> TASK GOAL: Lines below containing the word "allow" should be copied out.

> DATASET EXTRACT:
....................
Issue #252, opened 2019-03-04
Warning about version


smacker:
This `WARN` is returned always.
What does it mean? 
What can I do as a user?

```shell
$ srcd init /projects/src/github.com/torvalds
WARN[0001] unable to list the available daemon versions on Docker Hub: 
can't find compatible image in docker registry for srcd/cli-daemon 
```

![image](https://user-images.githubusercontent.com/406916/53729949-e032cf00-3e76-11e9-8c5a-5dba0c075b00.png)

carlosms:
This probably happens because the release is `-rc`

smacker:
Yep. Maybe we should add support for `-rc` versions.

Issue #308, opened 2019-03-06
Update command


se7entyse7en:
From [here](https://github.com/src-d/empathy-sessions/issues/32).

> during the empathy session a new version of engine has been released. It would be very useful to have a command `srcd update` that detects the current installation directory, downloads the new version and moves it in the same location.

smacker:
More ideas from Marvin: https://github.com/src-d/engine/pull/323#issuecomment-472757370

vmarkovtsev:
I strongly +1 this as a casual user. Please add this!

PR #323, opened 2019-03-13
add support for pre releases

smacker:
Fix: #252

For pre-release client version it will always return exact the same
version of the server due to unstable nature of pre-releases and
possible breaking changes between them or the next stable version.

Signed-off-by: Maxim Sukharev <max@smacker.ru>

### DIFF
--- a/docker/dockerhub.go
+++ b/docker/dockerhub.go
@@ -6,6 +6,7 @@ import (
 	"net/http"
 	"net/url"
 	"strings"
+	"time"
 
 	"github.com/blang/semver"
 	"github.com/pkg/errors"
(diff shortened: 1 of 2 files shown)


carlosms:
LGTM.
But this makes me wonder... If you have a client 0.11.0 and we release 0.11.1, the client will silently use the daemon image 0.11.1, and it will not notify the user of a new release.
But what if 0.11.1 was released because we found an important bug in the `srcd` itself?

smacker:
if it is really important we can release 0.12.0. Though auto-update for srcd-cli would be nice.
We have this issue: https://github.com/src-d/engine/issues/308
When it's implemented we can just run automatically for patch versions.

Another option is to notify user always about new versions. But it might be a bit annoying if we continue to follow "release often" strategy.

se7entyse7en:
We can use the config file to let the user decide whether to enable auto-updates or not by exposing some updates policy such as:

- `enable_autoupdate`: `true`, `false`
- `update_policy`: `"always"`, `"minors"`, `"patches only"`,
- `notify_update_available`: `true`, `false`
- `notify_update_occurs`: `true`, `false`

These should cover each case.

For example zsh has the following env vars:
```
# Uncomment the following line to disable bi-weekly auto-update checks.
# DISABLE_AUTO_UPDATE="true"

# Uncomment the following line to change how often to auto-update (in days).
# export UPDATE_ZSH_DAYS=13
```

But in our case I think that the number of days doesn't tell anything.

smacker:
I'm not sure we can do auto-updates for minor versions while we are at 0.x.x.
Minor means breaking change so client & server have to be the same version which means while we update cli we would have to restart server too. Which might be unexpected for a user especially if they run some query or whatever.
Auto-update for patch version is safe. Cli should be able to work with any patch version of the server and the server will be updated automatically when user does `init` (or anything else that causes init)

PR #40, opened 2020-12-15
add db column for storing user ID, and associated endpoint for looking up referrals by ID

tomsmyers:

add db column for storing user ID, and associated endpoint for looking up referrals by ID. no changes to existing api endpoints in this PR.

working towards IC-680

### DIFF
--- a/src/main/kotlin/uk/gov/justice/digital/hmpps/hmppsinterventionsservice/jpa/repository/ReferralRepository.kt
+++ b/src/main/kotlin/uk/gov/justice/digital/hmpps/hmppsinterventionsservice/jpa/repository/ReferralRepository.kt
@@ -4,4 +4,6 @@ import org.springframework.data.repository.CrudRepository
 import uk.gov.justice.digital.hmpps.hmppsinterventionsservice.jpa.entity.Referral
 import java.util.UUID
 
-interface ReferralRepository : CrudRepository<Referral, UUID>
+interface ReferralRepository : CrudRepository<Referral, UUID> {
+  fun findByCreatedByUserID(userId: String): List<Referral>
+}
--- a/src/main/resources/db/migration/V1_1__add_created_by_user_id.sql
+++ b/src/main/resources/db/migration/V1_1__add_created_by_user_id.sql
@@ -1,2 +1,4 @@
 alter table referral
-    add column created_by_userid text;
+    add column created_by_userid varchar(255);
+
+create index IX_referral_created_by_userid on referral (created_by_userid);
--- a/src/main/resources/db/migration/V1_1__add_created_by_user_id.sql
+++ b/src/main/resources/db/migration/V1_1__add_created_by_user_id.sql
@@ -1,0 +1,2 @@
+alter table referral
+    add column created_by_userid text;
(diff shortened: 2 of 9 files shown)


karenmillermoj (approved):
Everything looks good

src/main/resources/db/migration/V1_1__add_created_by_user_id.sql
```diff
@@ -0,0 +1,2 @@
+alter table referral
+    add column created_by_userid text;
```
sldblog, line 2: For the data users we will have to establish where these users come from. Is it possible to capture the auth source here, either as a separate column, table or JSONB payload?

sldblog (commented):
LGTM, one question

src/main/resources/db/migration/V1_1__add_created_by_user_id.sql
sldblog: Or by encoding it into the name and switching to integer?

`created_by_delius_user_id integer`?

src/main/kotlin/uk/gov/justice/digital/hmpps/hmppsinterventionsservice/jpa/repository/ReferralRepository.kt
```diff
@@ -4,4 +4,6 @@ import org.springframework.data.repository.CrudRepository
 import uk.gov.justice.digital.hmpps.hmppsinterventionsservice.jpa.entity.Referral
 import java.util.UUID
 
-interface ReferralRepository : CrudRepository<Referral, UUID>
+interface ReferralRepository : CrudRepository<Referral, UUID> {
+  fun findByCreatedByUserID(userId: String): List<Referral>
```
sldblog, line 8: Can we create an index for this lookup, please? It'll be a major use case to filter the table by user.

sldblog (commented):
Oops, forgot an index question

src/main/resources/db/migration/V1_1__add_created_by_user_id.sql
tomsmyers: do we need to store that info, or just output in our events?

src/main/kotlin/uk/gov/justice/digital/hmpps/hmppsinterventionsservice/jpa/repository/ReferralRepository.kt
tomsmyers: yep, i'll create a ticket and address is a seperate PR

tomsmyers: scratch that, i'll just do it now.

src/main/resources/db/migration/V1_1__add_created_by_user_id.sql
sldblog: I think so... In this use case:
- Someone looking at our data outside our application for reporting purposes
- They need to establish who this identity is
- We don't have a user table -- so this is an external reference -- but there's no context where it points

sldblog (approved):
👍 LGTM

I think the user context is worth discussing but isn't a blocker

PR #41, opened 2020-12-16
Change resource server config to always require auth tokens, but relax verification for testing 

tomsmyers:

Change resource server config to always require auth tokens, but relaxes token verification for testing 

also reverts 76d02d7

allow us to test endpoints that require tokens (e.g. endpoints that need to know the user accessing them) with pact


karenmillermoj (approved):
lgtm

PR #44, opened 2020-12-23
Add sql definitions and initial descriptions of complexity levels for existing service categories

tomsmyers:

Add sql definitions and initial descriptions of complexity levels for existing service categories

satisfy more front end pacts and seed the db with the complexity level data.

--

Unfortunately this PR also contains some light refactoring of the service category entity
and service to remove unused code and improve consistency.

The new endpoint satisfies pact 'a GET request to fetch the service category'.

Thje complexity level data was taken from the Dynamic Framework Schedule 2.1 document dated 10 June 2020.


src/main/kotlin/uk/gov/justice/digital/hmpps/hmppsinterventionsservice/dto/ServiceCategoryDTO.kt
```diff
@@ -0,0 +1,21 @@
+package uk.gov.justice.digital.hmpps.hmppsinterventionsservice.dto
+
+import uk.gov.justice.digital.hmpps.hmppsinterventionsservice.jpa.entity.ComplexityLevel
+import uk.gov.justice.digital.hmpps.hmppsinterventionsservice.jpa.entity.ServiceCategory
+import java.util.UUID
+
+data class ServiceCategoryDTO(
```
tomsmyers, line 7: this looks like a waste of time, but a subtle difference in sending this over the wire vs the entity object is that there is no 'created' field, which is not required by the client.

src/main/resources/application-sqlgen.yml
```diff
@@ -0,0 +1,14 @@
+spring:
```
tomsmyers, line 1: this config is to allow us to easily see what hibernate generates for new entities instead of just writing it all ourselves from scratch.

src/test/resources/application-jpa-test.yml
```diff
@@ -1,4 +1,6 @@
 spring:
+  flyway:
```
tomsmyers, line 2: this stops the migrations being applied for this simple jpa tests with the mock database.

src/main/resources/db/migration/V1_4_0__complexity_level_definitions.sql
```diff
@@ -0,0 +1,16 @@
+create table complexity_level(
+    id uuid not null,
+    title text not null,
+    description text not null,
+    primary key (id)
+);
+
+create table service_category_complexity_levels(
+    service_category_id uuid not null,
+    complexity_levels_id uuid not null
```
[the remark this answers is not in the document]
tomsmyers: this is the JPA naming conventions - saves me annotating the models with custom column names

src/main/resources/db/migration/V1_4_1__complexity_level_data.sql
```diff
@@ -0,0 +1,103 @@
...
+insert into service_category_complexity_levels (service_category_id, complexity_levels_id)
+values ('96a63c39-4371-4f17-a6ec-265755f0cf7b', '178ec337-0ec9-422c-b9da-ea969fdcf98a'),
+       ('96a63c39-4371-4f17-a6ec-265755f0cf7b', 'd771ae5e-01d4-43b0-a941-99b2c0c52d29'),
+       ('96a63c39-4371-4f17-a6ec-265755f0cf7b', '65a682a7-9621-4dab-8040-08f3109321f8');
+
+-- Dependency and Recovery (D&R) Service Category:
+-- a) the complexity levels
+insert into complexity_level (id, title, description)
+values ('5392858e-3432-40cb-b277-4552e8ac4638', 'Low complexity', 'Service User who is highly motivated and have had sustained period of abstinence. Service User has successfully engaged in a period of treatment but requires support to sustain recovery.'),
+       ('f6a063e4-7daa-4cf6-9042-22476f8b5ed9', 'Medium complexity', 'Services Users who has had lapses/crises that may lead to relapse and/or is at a transition point, e.g. from prison into community. Service User has a moderate level of motivation but requires a high level of support.'),
```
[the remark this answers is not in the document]
tomsmyers: good point. this is copied directly. but we're going to get this information audited by our data people closer to release to fix up any issues like this.

src/main/resources/db/migration/V1_4_0__complexity_level_definitions.sql
```diff
@@ -0,0 +1,16 @@
+create table complexity_level(
+    id uuid not null,
+    title text not null,
```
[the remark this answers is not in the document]
tomsmyers: hmm yeh, i asked about this at some point previously and there wasn't certainty that this value will always be one of the three types you see here. i think leaving as text gives us more flexibility.

src/test/kotlin/uk/gov/justice/digital/hmpps/hmppsinterventionsservice/jpa/service/ServiceCategoryServiceTest.kt
```diff
@@ -7,23 +7,33 @@ import org.springframework.boot.test.autoconfigure.orm.jpa.TestEntityManager
...
+
+  @Test
+  fun `get valid service category`() {
+    val idToFind = UUID.randomUUID()
+
+    val categories = listOf(
+      ServiceCategory(name = "Accomodation", id = idToFind, created = OffsetDateTime.now(), complexityLevels = emptyList()),
+      ServiceCategory(name = "Accomodation", id = UUID.randomUUID(), created = OffsetDateTime.now(), complexityLevels = emptyList())
+    )
     categories.forEach { entityManager.persist(it) }
```
mxco86, line 34: This can be converted to a .map() on the list which removes the need for the 'categories' variable

mxco86 (approved):
Looks good to me - just a small style comment on one of the tests

src/main/kotlin/uk/gov/justice/digital/hmpps/hmppsinterventionsservice/dto/ServiceCategoryDTO.kt
mxco86: I don't think it's a bad idea to decouple from the database entity as this might expand over time

green-digger (approved):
....................
> RESULT:
allow us to test endpoints that require tokens (e.g. endpoints that need to know the user accessing them) with pact
tomsmyers, line 1: this config is to allow us to easily see what hibernate generates for new entities instead of just writing it all ourselves from scratch.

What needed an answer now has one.